▶ _WORK TO BE COMPLETED_:
Keep each line of the material that includes "reference", and leave out the rest.

=== EXERCISE DATA ===

PR #184, opened 2018-09-13
Add semantics checking for END xxx statements.

schweitzpgi:
Add a negative test for END xxx names.
Reverse the sequence of calls such that resolve-label is before
resolve-name.


lib/semantics/resolve-labels.cc
```diff
@@ -190,6 +190,15 @@ bool PresentAndEq(const std::optional<parser::Name> &name_a,
   }
 }
 
+bool PresentAndEq(
+    const std::optional<parser::Name> &name_a, const parser::Name &name_b) {
+  if (!name_a.has_value()) {
+    return true;
```
klausler: True?

lib/semantics/resolve-labels.cc
```diff
@@ -311,6 +320,156 @@ class ParseTreeAnalyzer {
...
+      if (endProgramStmt.v.has_value()) {
+        if (programStmt.v.ToString() != endProgramStmt.v->ToString()) {
+          errorHandler_.Say(currentPosition_,
+              parser::MessageFormattedText{
+                  "END PROGRAM name mismatch"_err_en_US});
+        }
+      } else {
+        errorHandler_.Say(currentPosition_,
+            parser::MessageFormattedText{
+                "END PROGRAM must have a program-name"_err_en_US});
```
klausler: The name is optional on END PROGRAM.

schweitzpgi: I'll fix this. The constraint reads "The program-name shall not be included in the end-program-stmt unless the optional program-stmt is used. _If included_, it shall be identical to the program-name specified in the program-stmt." and I confused myself about what optional object in the first sentence was implicitly referred to by "if included." Thanks.

lib/semantics/resolve-labels.cc
```diff
@@ -311,6 +320,156 @@ class ParseTreeAnalyzer {
...
 
+  // C1414
+  void Post(const parser::BlockData &blockData) {
+    if (!BothEqOrNone(
+            std::get<parser::Statement<parser::BlockDataStmt>>(blockData.t)
+                .statement.v,
+            std::get<parser::Statement<parser::EndBlockDataStmt>>(blockData.t)
+                .statement.v)) {
+      errorHandler_.Say(currentPosition_,
+          parser::MessageFormattedText{"BLOCK DATA name mismatch"_err_en_US});
```
tskeith: In these messages it would be friendly to include a pointer to the first name. It makes it easier for the user to spot the mismatch.

lib/semantics/resolve-labels.cc
```diff
@@ -190,6 +190,15 @@ bool PresentAndEq(const std::optional<parser::Name> &name_a,
   }
 }
 
+bool PresentAndEq(
+    const std::optional<parser::Name> &name_a, const parser::Name &name_b) {
```
tskeith: No underscores in argument names: nameA and nameB.

PR #186, opened 2018-09-14
Add top-level Semantics class

tskeith:
Refactor to create the Semantics class that is responsible for holding
state during semantics (the scope tree and messages) and managing the
logic of the various phases of semantic processing. Eliminate static
Scope::globalScope.

The messages generated during semantic processing are accumulated in a
Messages data member of Semantics so that individual phases don't need
to emit them to std::cerr. This is now done by the driver so that it has
control over where they go and eliminates other includes of iostream.
To do this, the messages object is passed in to the various semantics
operations.

Move DumpSymbols into semantics.cc: it doesn't belong in resolve-names.cc
and it depends on the global scope, so it's as good a place as any.
The call to RewriteParseTree is also moved to Semantics.

### DIFF
--- a/lib/semantics/resolve-labels.cc
+++ b/lib/semantics/resolve-labels.cc
@@ -216,6 +216,7 @@ struct UnitAnalysis {
 
 class ParseTreeAnalyzer {
 public:
+  ParseTreeAnalyzer(ParseTreeAnalyzer &&that) = default;
   ParseTreeAnalyzer(parser::Messages &errorHandler)
     : errorHandler_{errorHandler} {}
 
--- a/lib/semantics/resolve-labels.cc
+++ b/lib/semantics/resolve-labels.cc
@@ -18,7 +18,6 @@
 #include "../parser/parse-tree-visitor.h"
 #include <cctype>
 #include <cstdarg>
-#include <iostream>
 
 namespace Fortran::semantics {
 
@@ -217,12 +216,8 @@ struct UnitAnalysis {
 
 class ParseTreeAnalyzer {
 public:
-  ParseTreeAnalyzer() {}
-  ParseTreeAnalyzer(ParseTreeAnalyzer &&that)
-    : programUnits_{std::move(that.programUnits_)},
-      errorHandler_{std::move(that.errorHandler_)}, currentPosition_{std::move(
-                                                        that.currentPosition_)},
-      constructNames_{std::move(that.constructNames_)} {}
+  ParseTreeAnalyzer(parser::Messages &errorHandler)
+    : errorHandler_{errorHandler} {}
 
   template<typename A> constexpr bool Pre(const A &) { return true; }
   template<typename A> constexpr void Post(const A &) {}
@@ -827,7 +822,7 @@ private:
   }
 
   std::vector<UnitAnalysis> programUnits_;
-  parser::Messages errorHandler_;
+  parser::Messages &errorHandler_;
   parser::CharBlock currentPosition_{nullptr};
   ProxyForScope currentScope_{0};
   std::vector<std::string> constructNames_;
@@ -843,8 +838,9 @@ bool InInclusiveScope(const std::vector<ProxyForScope> &scopes,
   return true;
 }
 
-ParseTreeAnalyzer LabelAnalysis(const parser::Program &program) {
-  ParseTreeAnalyzer analysis;
+ParseTreeAnalyzer LabelAnalysis(
+    parser::Messages &errorHandler, const parser::Program &program) {
+  ParseTreeAnalyzer analysis{errorHandler};
   Walk(program, analysis);
   return analysis;
 }
@@ -1040,8 +1036,7 @@ void CheckDataTransferConstraints(const SourceStmtList &dataTransfers,
   CheckDataXferTargetConstraints(dataTransfers, labels, errorHandler);
 }
 
-bool CheckConstraints(ParseTreeAnalyzer &&parseTreeAnalysis,
-    const parser::CookedSource &cookedSource) {
+bool CheckConstraints(ParseTreeAnalyzer &&parseTreeAnalysis) {
   auto &errorHandler{parseTreeAnalysis.errorHandler()};
   for (const auto &programUnit : parseTreeAnalysis.programUnits()) {
     const auto &dos{programUnit.doStmtSources};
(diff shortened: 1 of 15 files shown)


lib/semantics/resolve-names.cc
```diff
@@ -218,14 +218,13 @@ class MessageHandler {
 
 private:
   // Where messages are emitted:
-  parser::Messages messages_;
+  parser::Messages *messages_;
```
klausler: Maybe this should become a reference that's established during construction.

lib/semantics/semantics.h
```diff
@@ -0,0 +1,47 @@
...
+  const parser::Messages &messages() const { return messages_; }
+  Semantics &set_searchDirectories(const std::vector<std::string> &);
+  Semantics &set_moduleDirectory(const std::string &);
+  bool AnyFatalError() const { return messages_.AnyFatalError(); }
+  bool Perform(parser::Program &);
+  void DumpSymbols(std::ostream &);
+
+private:
+  Scope globalScope_;
+  std::vector<std::string> directories_;
```
klausler: Consider putting the "." directory here in a default initializer rather than above in the default constructor.

tools/f18/f18.cc
```diff
@@ -211,20 +208,17 @@ std::string CompileFortran(
...
-    }
-    (void)Fortran::semantics::ValidateLabels(parseTree, parsing.cooked());
-    Fortran::semantics::ResolveNames(Fortran::semantics::Scope::globalScope,
-        parseTree, parsing.cooked(), directories);
-    Fortran::semantics::ModFileWriter writer;
-    writer.set_directory(driver.moduleDirectory);
-    writer.WriteAll();
-    writer.errors().Emit(std::cerr, parsing.cooked());
+    semantics.Perform(parseTree);
+    auto &messages{semantics.messages()};
```
klausler: Will warnings from semantics be sorted together with any parsing messages?

lib/semantics/resolve-names.cc
tskeith: I would have preferred that, but it requires passing it up through a series of superclass constructors and I decided it wasn't worth it. I'll take another look.

lib/semantics/semantics.h
tskeith: Good idea, thanks.

tools/f18/f18.cc
tskeith: Messages from parsing are emitted before doing any semantics processing. I didn't change that.

klausler: OK.  We'll have to fix that later.

lib/semantics/resolve-names.cc
schweitzpgi: In principle, it's just a fancy container. The container doesn't need to be threaded everywhere, if the contents in the container are ultimately forwarded into the "big container" owned by Semantics.

lib/semantics/resolve-names.cc
```diff
@@ -2940,37 +2948,4 @@ static GenericSpec MapGenericSpec(const parser::GenericSpec &genericSpec) {
...
-      }
-    }
-  }
-  for (const auto &child : scope.children()) {
-    DumpSymbols(os, child, indent);
-  }
-  --indent;
-}
-
-void DumpSymbols(std::ostream &os) { DumpSymbols(os, Scope::globalScope); }
```
schweitzpgi: I assume this is just debugging code?

lib/semantics/resolve-labels.cc
```diff
@@ -217,12 +216,8 @@ struct UnitAnalysis {
 
 class ParseTreeAnalyzer {
 public:
-  ParseTreeAnalyzer() {}
-  ParseTreeAnalyzer(ParseTreeAnalyzer &&that)
-    : programUnits_{std::move(that.programUnits_)},
-      errorHandler_{std::move(that.errorHandler_)}, currentPosition_{std::move(
-                                                        that.currentPosition_)},
-      constructNames_{std::move(that.constructNames_)} {}
+  ParseTreeAnalyzer(parser::Messages &errorHandler)
```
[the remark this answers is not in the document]
tskeith: I think it's the same as the implicitly-declared move constructor so it wouldn't change anything to take it out.
We could also leave it in with "= default".

lib/semantics/resolve-labels.cc
```diff
@@ -1053,15 +1048,12 @@ bool CheckConstraints(ParseTreeAnalyzer &&parseTreeAnalysis,
     const auto &dataTransfers{programUnit.formatStmtSources};
     CheckDataTransferConstraints(dataTransfers, labels, scopes, errorHandler);
   }
-  if (!errorHandler.empty()) {
```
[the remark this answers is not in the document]
tskeith: errorHandler is passed around to CheckLabelDoConstraints, CheckBranchConstraints, etc. So I thought is was more consistent to pass it into ParseTreeAnalyzer. Everyone has a reference to the same errorHandler and adds messages to it.

lib/semantics/resolve-labels.cc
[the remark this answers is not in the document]
klausler: +1 for `=default`.

lib/semantics/resolve-labels.h
```diff
@@ -16,18 +16,17 @@
...
 
 namespace Fortran::parser {
+class Messages;
 struct Program;
-class CookedSource;
 }  // namespace Fortran::parser
 
 namespace Fortran::semantics {
 
 /// \brief Validate the labels in the program
```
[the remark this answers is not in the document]
sscalpone: Keep the doygen :)

lib/semantics/resolve-names.cc
tskeith: DumpSymbols() is called when -fdebug-dump-symbols is specified.

lib/semantics/resolve-labels.h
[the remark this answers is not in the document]
schweitzpgi: 95% of it is already gone.

lib/semantics/semantics.cc
```diff
@@ -0,0 +1,99 @@
...
+  ValidateLabels(messages_, program);
+  if (AnyFatalError()) {
+    return false;
+  }
+  ResolveNames(messages_, globalScope_, program, directories_);
+  if (AnyFatalError()) {
+    return false;
+  }
+  RewriteParseTree(messages_, globalScope_, program);
+  if (AnyFatalError()) {
```
schweitzpgi: I believe AnyFatalError() is superlinear, no? Something like O(k*m_1 + (k-1)*m_2 + ... + 1*m_k) where k is the number of semantic passes and m_i are the number of error messages for pass i that are not fatal. ValidateLabels() originally built its own list of messages and threaded back a bool to avoid that.

lib/semantics/resolve-labels.cc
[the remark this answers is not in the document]
klausler: I don't recommend defining a move constructor *just* to disable a copy constructor, of course.  When going out of one's way to preclude copy construction (as I did in the parse tree data structures so that I would never have to worry about finding expensive accidental deep copies that should have been moves), there's `=delete`.  For data structures that constitute a more general-purpose library with unknown clients, it's best to support both copy and move semantics for construction and assignment.  I really prefer `=default` for these instead of explicit constructors so that we don't have to worry about missing the construction of a member when adding new ones to a class.  Another technique that is good is to support only move construction and assignment in the class, and supply a `Clone()` member function to create explicit copies for the rare cases when a copy is really needed (and to make them stand out).

lib/semantics/semantics.cc
klausler: Don't complicate designs to gain insignificant speedups.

===

▶ _RESULT BELOW_:
klausler: Maybe this should become a reference that's established during construction.
tskeith: errorHandler is passed around to CheckLabelDoConstraints, CheckBranchConstraints, etc. So I thought is was more consistent to pass it into ParseTreeAnalyzer. Everyone has a reference to the same errorHandler and adds messages to it.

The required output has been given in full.